43b. Cirsium arizonicum (A. Gray) Petrak var. rothrockii (A. Gray) D. J. Keil, Sida. 21: 210. 2004.
Cnicus rothrockii A. Gray, Proc. Amer. Acad. Arts 17: 220. 1882; Cirsium rothrockii (A. Gray) Petrak
Stems glabrous. Leaf blades ± deeply divided or the distal unlobed and merely spiny-dentate, faces glabrous or the basal abaxially sometimes thinly tomentose, rarely with septate trichomes abaxially along the midveins; main marginal spines often stout, 5–15 mm; cauline bases usually narrowed, not decurrent. Involucres cylindric to narrowly ovoid. Phyllary spines slender to very stout, 5–30 mm. Corollas bright red, 28–32 mm, tubes 10–12, throats 1.5–3 mm, lobes 15–17 mm; style tips 1–2.5 mm. 2n = 30 (as C. rothrockii).

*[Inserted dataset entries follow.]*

PR #1301, opened 2024-12-03
afc: add `progress_bar` option when pulling files

### LINKED ISSUE #1300: [suggestion] AFC Pull "large" files trange to range
Due to this change:

https://github.com/doronz88/pymobiledevice3/blob/937b52d08930edc8bd82c1614ef663ab6b0677a1/pymobiledevice3/services/afc.py#L242-L244

when collecting multiple files, for example crash_logs, if I do:

```python
        with CrashReportsManager(device) as crash_manager:
            for item in tqdm(crash_manager.ls("/"), desc="Pulling crash logs", leave=False):
                  crash_manager.pull("my_path", item)
```

And if there are files larger than MAX_READ_SIZE, I end up having several progress bar, while I just want one, that will disappear and the "additional" ones remain.

```bash
100%|█████████████████████████████████████████████████████████████████████████████████████████████████████████████████████████████████| 5/5 [00:00<00:00,  7.84it/s]
100%|█████████████████████████████████████████████████████████████████████████████████████████████████████████████████████████████████| 5/5 [00:00<00:00,  8.12it/s]
100%|█████████████████████████████████████████████████████████████████████████████████████████████████████████████████████████████████| 5/5 [00:00<00:00,  7.86it/s]
100%|█████████████████████████████████████████████████████████████████████████████████████████████████████████████████████████████████| 5/5 [00:00<00:00,  8.06it/s]
100%|█████████████████████████████████████████████████████████████████████████████████████████████████████████████████████████████████| 5/5 [00:00<00:00,  8.13it/s]

MY PROGRESS BAR DISAPPEARED AS PER LEAVE=FALSE
```

Would @doronz88 consider __change trange by range__?

dario-br:
Resolves doronz88/pymobiledevice3#1300

### DIFF
--- a/pymobiledevice3/services/afc.py
+++ b/pymobiledevice3/services/afc.py
@@ -22,7 +22,7 @@ from parameter_decorators import path_to_str
 from pygments import formatters, highlight, lexers
 from pygnuutils.cli.ls import ls as ls_cli
 from pygnuutils.ls import Ls, LsStub
-from tqdm import trange
+from tqdm.auto import trange
 from xonsh.built_ins import XSH
 from xonsh.cli_utils import Annotated, Arg, ArgParserAlias
 from xonsh.main import main as xonsh_main
@@ -225,7 +225,7 @@ class AfcService(LockdownService):
         self.packet_num = 0
 
     def pull(self, relative_src: str, dst: str, match: Optional[Pattern] = None, callback: Optional[Callable] = None,
-             src_dir: str = '', ignore_errors: bool = False) -> None:
+             src_dir: str = '', ignore_errors: bool = False, progress_bar: bool = True) -> None:
         src = self.resolve_path(posixpath.join(src_dir, relative_src))
 
         if not self.isdir(src):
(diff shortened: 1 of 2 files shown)


dario-br:
This pull requests does not change the CLI for AFC nor Developer, since those commands just pull one file at a time.

pymobiledevice3/services/afc.py
```diff
@@ -22,7 +22,7 @@
 from pygments import formatters, highlight, lexers
 from pygnuutils.cli.ls import ls as ls_cli
 from pygnuutils.ls import Ls, LsStub
-from tqdm import trange
+from tqdm.auto import trange
```
doronz88, line 25: what is the reason for this diff?

doronz88 (changes requested):
Thanks for the PR! Please just explain the use of `tqdm.auto` or restore the old import

pymobiledevice3/services/afc.py
dario-br: In the case pymobiledevice3 is used outside CLI environment, ex. jupyter notebooks, tqdm may choose the best option possible. If you think it is not valuable, I revert the change, it is not a big thing.

doronz88: Nice :) Didn't know that

doronz88 (approved):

Flowering summer–fall (Jun–Oct). Rocky slopes, embankments, pine-oak-juniper-cypress woodlands, montane coniferous forests; 1500–2800 m; Ariz., N.Mex.
Variety rothrockii is endemic to Chiricahua, Dos Cabseos, Huachuca, Peloncillo, Pinal, Pinaleno, Sierra Ancha, and White mountains of southeastern Arizona and adjacent New Mexico, where it largely replaces var. arizonicum. The name Cirsium rothrockii has been misapplied to similarly glabrous plants of the Four Corners region (e.g., S. L. Welsh 1983), but those plants are assigned here to other varieties.